Rice researchers turn attention to gas sensors, microbial ‘memory’ for marine environments
Rice University researchers who have developed sophisticated gas-sensing microbes to report on conditions within soil are making tools for similar tasks in marine environments.
Rice biogeochemist Caroline Masiello, synthetic biologist Jonathan Silberg and microbiologist George Bennett are leading the development of tools to extend the soil technologies they’ve established in recent years.
The work backed by the Gordon and Betty Moore Foundation could lead to living sensors, modified bacteria that remember and report on what they see in fluids. They may be used, for example, to monitor how the environment affects rapid evolution among marine lifeforms through horizontal gene transfer or details about the iron, nitrogen and sulfur cycles essential to life at the cellular level.
The ocean and its sediments present a far more challenging sensing problem than soil because the ecosystem changes dramatically with depth and evolution happens at a faster rate, said Masiello, a professor of Earth, environmental and planetary sciences.
“Our goal is to build synthetic microbes that tell us how their behavior changes as environmental conditions change,” she said. “We will do those experiments in the laboratory so we can control the variables and learn how microbial behavior responds to different environmental conditions.”
The team plans to construct two classes of genetically modified microbes to capture and deliver information: “bloggers” that report on their own behaviors and “spies” that report on their local environments.
Most biological sensing relies on fluorescent proteins that light up when triggered, but that doesn’t work in environments like soil where the light can’t be seen. The Rice labs’ solution was to program E. coli bacteria to emit a detectable gas instead.
E. coli’s limited lifespans and capabilities are inadequate for marine experiments, Masiello said. In the new study, the researchers plan to modify strains of Roseobacter, significant and plentiful bacteria in marine environments.

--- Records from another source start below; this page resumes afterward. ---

PR #7821, opened 2021-07-19
feat: don't start queries when corruption is detected during startup

stevenpyzhang:
### Description 
If ksqlDB detects corruption during a restore it shouldn't start queries, because the queries may be terminated by a command following the offset at which we detect corruption. Instead, we should only apply DDLs and all queries should be reported as "failing/error" from the API.

I ended up mapping the Kafka Streams CREATE state to the KSQL Query state ERROR.

### Testing done 
Unit test

Also, started up a server with backup enables, and created 3 queries. Stopped the server and modified the backup file so that the last query created was different from what's in the command topic. Started up server again and verified that the corruption log was present and the `show queries` reported the 2 pre-corruption queries in ERROR state.

```
ksql> show queries;

 Query ID     | Query Type | Status  | Sink Name | Sink Kafka Topic | Query String                                                                                                                                  
----------------------------------------------------------------------------------------------------------------------------------------------------------------------------
 CSAS_TEST_1  | PERSISTENT | ERROR:1 | TEST      | TEST             | CREATE STREAM TEST WITH (KAFKA_TOPIC='TEST', PARTITIONS=1, REPLICAS=1) AS SELECT * FROM KSQL_PROCESSING_LOG KSQL_PROCESSING_LOG EMIT CHANGES; 
 CSAS_TEST2_3 | PERSISTENT | ERROR:1 | TEST2     | TEST2            | CREATE STREAM TEST2 WITH (KAFKA_TOPIC='TEST2', PARTITIONS=1, REPLICAS=1) AS SELECT * FROM TEST TEST EMIT CHANGES;                             
----------------------------------------------------------------------------------------------------------------------------------------------------------------------------
For detailed information on a Query run: EXPLAIN <Query ID>;
WARNING: The server has detected corruption in the command topic due to modifications performed on it. 
DDL statements will not be processed any further.
Queries may not run properly while the server is in a corrupted state.
If a backup of the command topic is available, restore the command topic using the backup file.
A server restart is required to restore full functionality.
```

```
ksql> show queries extended;
ID                   : CSAS_TEST2_3
Query Type           : PERSISTENT
SQL                  : CREATE STREAM TEST2 WITH (KAFKA_TOPIC='TEST2', PARTITIONS=1, REPLICAS=1) AS SELECT *
FROM TEST TEST
EMIT CHANGES;
Host Query Status    : {stevenz-mbp13.lan:8088=ERROR}
...
...
Error Date           : 2021-07-21 11:10:38,522 (PDT)
Error Details        : Query not started due to corruption in the command topic.
Error Type           : USER

WARNING: The server has detected corruption in the command topic due to modifications performed on it. 
DDL statements will not be processed any further.
Queries may not run properly while the server is in a corrupted state.
If a backup of the command topic is available, restore the command topic using the backup file.
A server restart is required to restore full functionality.
```
### Reviewer checklist


wcarlson5 (approved):
LGTM

ksqldb-common/src/main/java/io/confluent/ksql/util/KsqlConstants.java
```diff
@@ -63,7 +64,8 @@ private KsqlConstants() {
   }
 
   public static KsqlQueryStatus fromStreamsState(final KafkaStreams.State state) {
-    return state == KafkaStreams.State.ERROR ? KsqlQueryStatus.ERROR : KsqlQueryStatus.RUNNING;
+    return state == State.ERROR || state == State.CREATED
```
guozhangwang, line 67: very nit: maybe add a comment explaining why we map CREATED as ERROR as well, for future readers who are not aware of this PR.

guozhangwang (commented):
I have a small concern about mapping CREATED to ERROR: the transition of CREATED to REBALANCING is timing dependent, i.e. it would transit after it reached the broker (group coordinator) for the first time since starting up. In practice it is usually very fast, maybe in a few ms, but still before that the CREATED state is actually valid.

For list-queries / query-status purposes, if the broker was temporarily unavailable after the KS runtime is up and running, then the state may stuck in CREATED for a while, causing them to report false positives.

Some background context about this on JIRA: https://issues.apache.org/jira/browse/KAFKA-6520?src=confmacro

ksqldb-common/src/main/java/io/confluent/ksql/util/KsqlConstants.java
stevenpyzhang: not updating this mapping anymore

stevenpyzhang:
@guozhangwang @wcarlson5 I updated the PR so we're not updating the Streams state to Query state mapping. Instead, I just set a corruptionDetection variable in QueryMetadataImpl and the `QueryMetadata.getState()` returns KafkaStreams ERROR state if the corruption variable is set.

guozhangwang (approved):
LGTM!

wcarlson5 (approved):
Good idea

PR #7822, opened 2021-07-19
build: fix deprecation warnings from KIP-744

ableegoldman:
In [KIP-744](https://cwiki.apache.org/confluence/display/KAFKA/KIP-744%3A+Migrate+TaskMetadata+and+ThreadMetadata+to+an+interface+with+internal+implementation) we deprecated a number of classes and methods pertaining to the streams/thread/task metadata, and replaced those classes with interfaces under a different package. We just need to migrate from these deprecated APIs to the new ones.


ableegoldman:
cc @mjsax

ableegoldman:
Note that there may be a lurking bug in these new APIs behind a suddenly-flaky integration test in Streams. We should consider holding off on actually merging this until we've had a chance to do a cursory investigation into that test. See [KAFKA-13010](https://issues.apache.org/jira/browse/KAFKA-13010?focusedCommentId=17383445&page=com.atlassian.jira.plugin.system.issuetabpanels:comment-tabpanel#comment-17383445)

ksqldb-rest-model/src/main/java/io/confluent/ksql/rest/entity/StreamsTaskMetadata.java
```diff
@@ -59,7 +59,7 @@ public static StreamsTaskMetadata fromStreamsTaskMetadata(final TaskMetadata tas
       );
     }
     return new StreamsTaskMetadata(
-        taskMetadata.taskId(),
+        taskMetadata.taskId().toString(),
```
mjsax, line 62: Should we really pass in a `String` or update `StreamsTaskMetadata` to accept a `TaskId`?

mjsax (commented):
Leave it up to your judgement if it's safe to merge or not. One question though.

ksqldb-rest-model/src/main/java/io/confluent/ksql/rest/entity/StreamsTaskMetadata.java
wcarlson5: Yes this is just a wrapper class and should probably reflect the TaskMetadata. Though I am worried about what changing it will to the the ksqlHC

ableegoldman: I don't know enough about how this class is used to say how changing it from `String` to `TaskId` would do. On a similar note, I noticed (or rather, IntelliJ. noticed) that a number of the methods on this class are completely unused in the codebase. I guess that makes sense if they're public APIs used by the healthcheck, and I don't really know how (or if) the healthcheck does testing, but maybe we should have some test coverage within ksql too?

ableegoldman:
Ok I figured out what was causing that test failure and it's unrelated, so we should be good to merge this

ksqldb-rest-model/src/main/java/io/confluent/ksql/rest/entity/StreamsTaskMetadata.java
wcarlson5: The HC I don't think test this directly but it would cause some tests to fail so we would not worry about the HC not working unexpectedly. I think it might be better to just file a ticket to update the StreamsTaskMetadata and its uses in the HC and leave it as a String for now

“One of the things we care about is detecting steps in the nitrogen cycle,” she said. “The advantage of a chassis organism like Roseobacter that participates in the nitrogen cycle is that you can ask it to report on those different behaviors.”
The lab is also interested in using microbes as “scribes” that record activities for later retrieval. Silberg said recent advances show it’s possible to use integrase enzymes programmed to sense activities and rewrite short segments of the microbe’s DNA to preserve a record of the event.
“It’s a kind of DNA barcode,” said Silberg, an associate professor of biochemistry and cell biology. “Now we can ask, ‘Have I seen iron at some threshold?’ ‘Have I seen some nitrate?’ And have every microbe write it down. As one thinks about long-term incubation, this is a really powerful tool, because even six months later we can pull out the DNA and see what happened.”
That will help scale synthetic biology experiments up to a level that’s more useful for environmental testing, he said. “In my lab, three or four days is a long time for a lab experiment. But for an ecologist, three or four days is silly. Processes sometimes take months. But with scalability comes longevity of measurements, and that’s where memory comes in. It’s complementary to gas sensing because it gives us a longer time scale.”